Ten years on, residents of Port Moresby and Lae will have to put up with ongoing electricity blackouts in the short-term, says PNG Power chief executive officer Tony Koiri.
They have been experiencing a spate of blackouts since last year, resulting in business houses and individuals losing million in business and private property such as electrical appliances, as well as experiencing security problems and many others.
Koiri says while the blackout problem in Port Moresby will be somewhat alleviated by the end of this month with a new gas turbine at the privately-owned Kanudi power station in Port Moresby, Lae residents will have to be patient as the main station at Yonki in Eastern Highlands, Ramu 1, needed a complete refurbishment, similar to what was done at Rouna 2 outside Port Moresby.
|This is a picture of the new Kanudi gas turbine power station, which is expected to be operational by the end of this month and help to alleviate ongoing blackouts in Port Moresby.-Picture courtesy of PNG POWER|
No time frame for refurbishment work at Yonki, or when the new power station at Malahang would be built, were given.
Koiri says Port Moresby currently needs 100 megawatts of power, however, only 54 MW are currently being supplied by Rouna, Kanudi and Moitaka power stations.
“The main contributing factor is the huge growth in demand of electricity with all the developments,” he tells me.
“Growth is running at about 10% (electricity demand) per annum.
“That’s the highest.
“On average, when you look at the past 20 years, the growth rate was about 2.5%
“This is a five-fold increase in electricity demand over the last two years.

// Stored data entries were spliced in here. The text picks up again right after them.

PR #15158, opened 2026-06-05
Add consolidated React Router agent skill

brookslybrand:
## Summary

- add the React Router agent skill under `.agents/skills/react-router`
- consolidate mode-specific guidance into a single user-facing skill
- add thin references for Framework, Data, Declarative, RSC Data, and RSC Framework modes
- point agents toward local package docs via `react-router/docs/...` when available

## Notes

This follows the direction from discussion #15099 to move React Router agent skills into this repo and keep the skill relatively thin, with deeper documentation coming from package-published markdown docs.

PR #15213, opened 2026-06-18
Add React Router agent skill option to create-react-router

brookslybrand:
This is the final piece to finish up this proposal: https://github.com/remix-run/react-router/discussions/15099

Add's a default-on create-react-router prompt/flag for including the React Router agent skill

Skill was implemented in #15158

### DIFF
--- a/packages/create-react-router/index.ts
+++ b/packages/create-react-router/index.ts
@@ -3,6 +3,7 @@ import { existsSync } from "node:fs";
 import { cp, readFile, realpath, writeFile } from "node:fs/promises";
 import os from "node:os";
 import path from "node:path";
+import { fileURLToPath } from "node:url";
 import stripAnsi from "strip-ansi";
 import { execa } from "execa";
 import arg from "arg";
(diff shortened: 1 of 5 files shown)


packages/create-react-router/index.ts
```diff
@@ -79,6 +89,9 @@ async function getContext(argv: string[]): Promise<Context> {
       "--no-install": Boolean,
       "--package-manager": String,
       "--show-install-output": Boolean,
+      "--agent-skills": Boolean,
+      "--with-agent-skills": "--agent-skills",
```
brophdawg11: is this just an alias?  Do we need it?

packages/create-react-router/index.ts
brophdawg11, line 79: unrelated to this PR, but we should migrate this to node's [parseArgs](https://nodejs.org/api/util.html#utilparseargsconfig) sometime - I think that was likely experimental at the time of Remix v1 when this package got created

brophdawg11 (approved):
LGTM - one very minor nitpick - the agents prompt causes a one space indent to the otherwise aligned list of prompts - could probably just change it to `agent`?

Image

But otherwise ran good for me on an experimental build via `pnpm dlx create-react-router@0.0.0-experimental-abd9fc79b temp`:

Image

packages/create-react-router/index.ts
brophdawg11: If you ping me once you merge this I can get that updated

packages/create-react-router/index.ts
brookslybrand: Whoops, yeah that's not needed, thanks for catching that. I've removed it.

brookslybrand:
Good call! I actually think `skill` is a better word anyway than `agent` or `agents`. Does that work for you?

image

“We never envisaged that the growth would be that much.
“All our planning was based on very conservative estimates.
“A lot of cities around the world don’t even have 10% growth, maybe in countries like India and China, but not the others.
“We need to quickly look at what generations options we have.
“Things like, for example hydro projects, take about four years to bring on line.
“Large thermal power stations take about two to three years.
“For us, this can’t solve our problems, so we go for expensive options like putting up gas turbines, like the one installed at Kanudi.
“We are hoping that this comes on line at the end of February.
“As far as the city is concerned, we are meeting demand now, but for us to properly manage the huge power supply system, we need to build up redundancy.
“We need about 24 megawatts of additional supply reserves to properly manage the power supply system in the city.
“With the gas turbine in February and redundancy units, we should have enough to meet demands, at least for the next six to eight month.
“By the end of this year, PPL needs to put in an additional 30 megawatts of diesel generation, just to meet increased demands and to have the reserves that we need.
“In the long term, we are looking at developing Naoro/Brown River hydro project which will give us 80 megawatts.
“We are anticipating, come 2015, for the power station to be up and running.
“We are also hoping that by 2014, some gas from the first LNG project will be made available for power generation.
“With these two projects, power supply in the city of Port Moresby will be secure from a generation point of view.
“Obviously, network type improvements will have to be invested in, including upgrading, and new lines.”
Koiri says in Lae, the main problem is that PNGPPL’s main station at Yonki, Ramu 1, needs a complete refurbishment, similar to what was done at Rouna 2.
|Transmission lines at Golden Pine Bulolo.-Picture by ROCKY ROE|
“The refurbishment project should take two years.
“Short-term solutions to the ongoing power outages in Lae are required.
“We are investigating acquisition of a new power station at Malahang.
“The power station will be sufficient to meet all of Lae’s requirements.
“We need to put that out quickly.”
“The issue of funding is now being discussed with patrons like Nambawan Super, in conjunction with IPBC.”
Koiri says PNGPPL is hoping to sign a memorandum of understanding with Nambawan Super for some assistance.
Meantime, stock up on the candles, and sing along with the Bee Gees!